Drosophila melanogaster has increased our understanding of the molecular basis of cardiac aging over recent decades. During which, the tools available for investigating the gene expression patterns and physiological changes involved have advanced considerably. In humans, cardiac aging studies are frequently limited to analysis of heart performance, genomic testing, and family history records. While these are highly valuable for understanding genetic and phenotypic trends in cardiac function over time, the ability to non-invasively investigate acute transcriptomic and proteomic changes in human tissue is impossible. Cardiac senescence is a complex event, and evidence supporting the use of Drosophila melanogaster to examine various facets of it that are difficult to study in humans grows each year. It is clear from the information presented here that multiple conserved changes inside the cell and in the ECM contribute to the overall decline in heart function over time, and there is not likely a single molecular target that will reverse this deterioration (Figure 3). Thus, the molecular mechanisms behind the physiological changes of the aging heart must be studied further, and the Drosophila model with its limited redundancy of conserved pathways continues to be valuable for such studies. Moreover, the fly is ideally suited for probing epigenetic plasticity and drift since environmental cues can be tightly controlled and the genetics and epigenetics precisely manipulated. Overall, understanding the mechanisms behind known physiological and molecular hallmarks of cardiac aging is essential to improving heart health in our aging populations.

Figure 3: Hallmarks of cardiac aging are shared across species.

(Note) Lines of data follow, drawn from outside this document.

PR #779, opened 2024-02-13
Modify NaN propagation for multiplication

dpw13:
This solves some edge cases in presets that suppress NaN or infinities by multiplying by zero. It's not clear what the performance impact is with this change, and it may not be something we want to always enable. Because of that, I've added an option flag to 
 `GLSLGenerator::Generate()` to enable or disable the behavior. This may be something we don't want to end up merging if the performance impact is too high.

### DIFF
--- a/vendor/hlslparser/src/HLSLParser.cpp
+++ b/vendor/hlslparser/src/HLSLParser.cpp
@@ -620,8 +620,8 @@ const Intrinsic _intrinsic[] =
         INTRINSIC_FLOAT2_FUNCTION( "step" ),
         INTRINSIC_FLOAT2_FUNCTION( "reflect" ),
 
-		INTRINSIC_FLOAT1_FUNCTION("isnan"),
-		INTRINSIC_FLOAT1_FUNCTION("isinf"),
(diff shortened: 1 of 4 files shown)


vendor/hlslparser/src/HLSLParser.cpp
```diff
@@ -619,8 +619,8 @@ const Intrinsic _intrinsic[] =
         INTRINSIC_FLOAT2_FUNCTION( "step" ),
         INTRINSIC_FLOAT2_FUNCTION( "reflect" ),
 
-		INTRINSIC_FLOAT1_FUNCTION("isnan"),
-		INTRINSIC_FLOAT1_FUNCTION("isinf"),
+		Intrinsic("isnan",    HLSLBaseType_Bool, HLSLBaseType_Float),
```
dpw13, line 622: I'm not aware of any presets that use these functions, but in trying to identify NaNs and Infs in shaders I found that the return type was declared incorrectly here. Changing this line results in the resulting shader correctly casting the output where necessary.

kblaschke (approved):

Issue #825, opened 2024-07-08
[APP BUG] Unexpected crash of projectM visualizer in a custom Android app (Android 13, arm64-v8a)


Kyborg2011:
### Please confirm the following points:

- [X] This report is NOT about the Android apps in the Play Store
- [X] I have [searched the project page](https://github.com/search?q=org%3AprojectM-visualizer+type%3Aissue+&type=issues) to check if the issue was already reported

### Affected Application

Third-Party Integration (Kodi, VLC, etc. - please specify below)

### Affected Version

4.1.1

### Operating System

Other, all or not relevant

### Additional Application Details

I have downloaded projectM from current Github repo. To build it for Android I have used custom script (written by myself):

The changes reported above are well-conserved, highly interdependent, and contribute to a decline in overall cardiac function over time. Note that some changes may arise in response to others and should be studied in more depth. RA = right atrium, RV = right ventricle, LA = left atrium, and LV = left ventricle. Arrows indicate flow direction.

Highlights:

• We review evidence supporting the use of Drosophila melanogaster as a model for studying age-associated changes to cardiac function in humans.

• The review highlights important organ, tissue, cellular, and molecular similarities that exist between Drosophila and mammalian models.

• There is specific reference to the technical and genetic tractability of Drosophila as a model for ageing studies, especially evolutionarily-conserved phenotypes associated with the heart’s contractility, calcium handling, extracellular matrix deposition, proteostasis, metabolism, and epigenetics.